▶ _WHAT THE EXERCISE ASKS_: Whenever a line of the records below contains the word "like", copy that line.

Saved entries
PR #1124, opened 2018-01-12
Add filtering on funds reservations for grants and donors

reinbach:
[ch2083]

Made use of the grant number for relation the between grants and fundsreservationitems. Did not make changes to the vision sync.

The request current requires `values` to be provided, I left that requirement in place. Should that be relaxed, so long as either `values`, `grants`, and/or `donors` filter is provided instead?

See https://github.com/unicef/etools-issues/issues/1080


EquiTrack/funds/views.py
```diff
@@ -17,6 +17,43 @@ class FRsView(APIView):
     """
     permission_classes = (permissions.IsAdminUser,)
 
+    def filter_by_donors(self, qs, donors):
```
vkurup: I think it would be slightly clearer if we renamed `donors` to `donor_pks` (same for `grants` -> `grant_pks` in the next method)

EquiTrack/funds/views.py
```diff
@@ -17,6 +17,43 @@ class FRsView(APIView):
...
+            "name",
+            flat=True
+        ).filter(donor__pk__in=donors)
+        qs = self.filter_by_grants(qs, None, list(grant_numbers))
+        return qs
+
+    def filter_by_grants(self, qs, grants, grant_numbers=[]):
+        """Filter queryset by grant ids provided
+
+        `name` field in Grants table matches `grant_number` in
```
vkurup: :+1: for this comment!

EquiTrack/funds/tests/test_views.py
```diff
@@ -8,15 +8,24 @@
...
+    FundsReservationHeaderFactory,
+    FundsReservationItemFactory,
+    GrantFactory,
+    InterventionFactory,
+    UserFactory,
+)
 
 
 class TestFRHeaderView(APITenantTestCase):
-    fixtures = ['initial_data.json']
```
vkurup: Yay, for fixtures going away! :)

robertavram:
Hmm.. good thought but we need to check if that's the right data to filter by.

Donors and Grants are populated in our DB via an API that I believe doesn't include all available donors and grants. (I need to double check)

However, I think when we synchronize the FR LI we should create / relate to records in the DB rather than stitching together by donor/grant name when we filter.

There is another model for Grants in the publics app (public schema). Not sure yet if we should relate to that. @ntrncic and I would need to dig a bit to find the source of truth for donors and grants.

robertavram:
holding for now

ntrncic:
Donors and grants are not updated in our DB anymore. We have to write new vision synchronizers for Donors and Grants
I agree we should connect the `FundsReservationItem` and `FundsCommitmentItem` in the DB then  by just a number/name. 
I wouldn't use anything in the publics schema.

ntrncic:
I would merge this until we figure out what to do with Donors and grants

reinbach:
@ntrncic in this PR `Grants` are being filtered using the `name` field on grant and then via `FundsReservationItem` through to `FundsReservationHeader`

PR #1125, opened 2018-01-12
Python 3 support

dpoirier:
* Maintain python 2.7 support for now
* Add "tox" config so we can easily run tests with different
  Python versions
* Update some requirements
* Modify some code that would only work on Python 2.7
* Use "six" as needed to make code work with both Python 2 and 3.


dpoirier:
Being replaced by separate PRs against prp-refactoring-python3.

PR #1127, opened 2018-01-15
Fix section validator

robertavram:
fixes: unicef/etools-issues#1101 
fixes: unicef/etools-issues#1043
fixes: unicef/etools-issues#1074
More tests needed.


robertavram:
@csabadenes can you branch out of this one and add some tests for transitioning to signed when sections are present vs when sections are not present?

PR #1152, opened 2018-01-17
Prep funds app for Python3

dpoirier:


EquiTrack/funds/urls.py
```diff
@@ -1,8 +1,8 @@
-from __future__ import unicode_literals
+from __future__ import absolute_import, division, print_function, unicode_literals
 
 from django.conf.urls import url
 
-from views import (
```
domdinicola: I would specify the module (funds.views)

dpoirier:
@domdinicola I've updated this.

PR #1159, opened 2018-01-17
Prepare reports app for Python 3

dpoirier:


EquiTrack/reports/migrations/0016_remove_indicators.py
```diff
@@ -12,7 +12,7 @@ def remove_all_indicators(apps, schema_editor):
    # use the save method to mark invalid fields
    deleted = IndicatorBlueprint.objects.all().delete()
    if deleted[0]:
-       print "Deleted Indicators: {}".format(deleted[0])
+       print(("Deleted Indicators: {}".format(deleted[0])))
```
domdinicola: we can remove a couple of ()

dpoirier: Updated.

PR #1161, opened 2018-01-17
Prepare t2f app for Python 3

dpoirier:


EquiTrack/t2f/serializers/travel.py
```diff
@@ -451,7 +453,7 @@ def update(self, instance, validated_data, model_serializer=None):
         return instance
 
     def update_object(self, obj, data):
-        m2m_fields = {k: data.pop(k, []) for k in data.keys()
+        m2m_fields = {k: data.pop(k, []) for k in data
```
reinbach: Maybe you want to work with copy of keys here as well?

dpoirier: Updated.

PR #1177, opened 2018-01-24
Django 1.10

dpoirier:
* Django 1.10 adds some constraint checking at the end of tests.
  Some of our tests fail at that point. Disable it for now.

* Django object managers are defined on the model classes but
  not instances. Django 1.10 seems to enforce that harder. Fix
  a couple of places that breaks.

* Also rename our FastTenantTestCase to EToolsTenantTestCase, because
  the Django tenant schemas package also has a FastTenantTestCase
  class that is different from ours and it was confusing (to me and
  my IDE, anyway).


EquiTrack/EquiTrack/tests/mixins.py
```diff
@@ -86,10 +86,29 @@ def assertIntParamRegexes(self, names_and_paths, namespace):
                     raise AssertionError(fail_msg)
 
 
-class FastTenantTestCase(TenantTestCase):
+# Not really a mixin - should this be in mixins.py?
```
domdinicola: good point, cases.py file as in the base class?

EquiTrack/partners/tests/test_admin.py
```diff
@@ -5,7 +5,7 @@
 
 from django.contrib.admin.sites import AdminSite
 
-from EquiTrack.tests.mixins import FastTenantTestCase as TenantTestCase
+from EquiTrack.tests.mixins import EToolsTenantTestCase as TenantTestCase
```
domdinicola: we can replace EToolsTenantTestCase in all the file instead of 'import as'

EquiTrack/partners/tests/test_intervention_tags.py
```diff
@@ -8,7 +8,7 @@
     InterventionFactory,
     PartnerFactory,
 )
-from EquiTrack.tests.mixins import FastTenantTestCase as TenantTestCase
+from EquiTrack.tests.mixins import EToolsTenantTestCase as TenantTestCase
```
domdinicola: we can replace EToolsTenantTestCase in all the file instead of 'import as'

EquiTrack/partners/tests/test_models.py
```diff
@@ -37,7 +37,7 @@
     TravelActivityFactory,
     UserFactory,
 )
-from EquiTrack.tests.mixins import FastTenantTestCase as TenantTestCase
+from EquiTrack.tests.mixins import EToolsTenantTestCase as TenantTestCase
```
domdinicola: we can replace EToolsTenantTestCase in all the file instead of 'import as'

EquiTrack/partners/tests/test_validation_agreements.py
```diff
@@ -8,7 +8,7 @@
     PartnerStaffFactory,
     UserFactory,
 )
-from EquiTrack.tests.mixins import FastTenantTestCase as TenantTestCase
+from EquiTrack.tests.mixins import EToolsTenantTestCase as TenantTestCase
```
domdinicola: we can replace EToolsTenantTestCase in all the file instead of 'import as'

EquiTrack/snapshot/tests/test_models.py
```diff
@@ -8,7 +8,7 @@
     InterventionFactory,
     UserFactory,
 )
-from EquiTrack.tests.mixins import FastTenantTestCase as TenantTestCase
+from EquiTrack.tests.mixins import EToolsTenantTestCase as TenantTestCase
```
domdinicola: we can replace EToolsTenantTestCase in all the file instead of 'import as'

EquiTrack/snapshot/tests/test_utils.py
```diff
@@ -3,7 +3,7 @@
 from __future__ import print_function
 from __future__ import unicode_literals
 
-from EquiTrack.tests.mixins import FastTenantTestCase as TenantTestCase
+from EquiTrack.tests.mixins import EToolsTenantTestCase as TenantTestCase
```
domdinicola: we can replace EToolsTenantTestCase in all the file instead of 'import as'

EquiTrack/users/tests/test_models.py
```diff
@@ -11,7 +11,7 @@
     SectionFactory,
     UserFactory,
 )
-from EquiTrack.tests.mixins import FastTenantTestCase as TenantTestCase
+from EquiTrack.tests.mixins import EToolsTenantTestCase as TenantTestCase
```
domdinicola: we can replace EToolsTenantTestCase in all the file instead of 'import as'

domdinicola:
Looks good to me! I just added few changes.
Can you have a look to users.tasks line 132 (create_or_update_user)

dpoirier:
Is there something at user.tasks line 132 that'll break with Django 1.10?  I'm not seeing what it is.

domdinicola:
in Django 1.10 username max_lenght changes from 30 to 150
https://docs.djangoproject.com/en/1.10/ref/contrib/auth/

I think we want to save the new username due this new constraint (please check as well line 105 in _set_attribute)

dpoirier:
I've updated this. Should I remove the changes-requested label or is that up to you @domdinicola ?

dpoirier:
FYI, with these changes, tests all pass with Django 1.11.9 as well, so we could jump straight to an LTS version of Django if we wanted to. (https://www.djangoproject.com/download/#supported-versions)

ntrncic:
thanks for this. I'm going to put it on hold until PRP refactoring is merged.

EquiTrack/users/tasks.py
```diff
@@ -129,8 +129,9 @@ def create_or_update_user(self, ad_user):
                 return
 
         # TODO: MODIFY THIS TO USER THE GUID ON THE PROFILE INSTEAD OF EMAIL on the USer
-        user, created = User.objects.get_or_create(email=ad_user['internetaddress'],
-                                                   username=ad_user['internetaddress'][:30])
+        user, created = User.objects.get_or_create(
+            email=ad_user['internetaddress'],
+            username=ad_user['internetaddress'][:User._meta.get_field('username').max_length])
```
domdinicola: this will explode since are both unique, maybe we will need to run a one time script to update all the username before

dpoirier: good point. there might be users previously created whose username was truncated to 30 chars, and this would try to create a new user, but with an existing email address.

We could change the query to look for ```Q(username=inetaddress[:30])|Q(username=inetaddress[:150])``` (or whatever the actual lengths are)?

domdinicola: mmm does it make sense?
it's like saying if a<3 or a <5 .... it can be replaced by if a<5 
I would leave:

email=ad_user['internetaddress'],
username=ad_user['internetaddress']

and before we go in production we run something

for user in User.objects.all():
    if user.username!=user.email:
        user.username=user.email
        user.save()

so we override the 'old' username

dpoirier: We can do this in a migration:

    User.objects.exclude(username=F('email')).update(username=F('email'))

Do we have any conventions on whether we lowercase the email when copying to the username or anything like that?  And maybe our queries should be case-insensitive?

domdinicola: I suppose are stored in azure in lowercase

dpoirier: It sound like you're saying you think it's probable that azure stores this field in lowercase. Is there somewhere I could verify that? 

Also, I don't know what azure is, or how it's related to this project or this problem.

domdinicola: I would just create a data migration to update the username fields.
@robertavram  @ntrncic what do you think?

dpoirier:
Tests finally passing again.

EquiTrack/users/tasks.py
dpoirier: I've added that migration.

robertavram:
Congrats!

▶ _SOLUTION TO THIS EXERCISE_:
it's like saying if a<3 or a <5 .... it can be replaced by if a<5 
Do we have any conventions on whether we lowercase the email when copying to the username or anything like that?  And maybe our queries should be case-insensitive?
dpoirier: It sound like you're saying you think it's probable that azure stores this field in lowercase. Is there somewhere I could verify that? 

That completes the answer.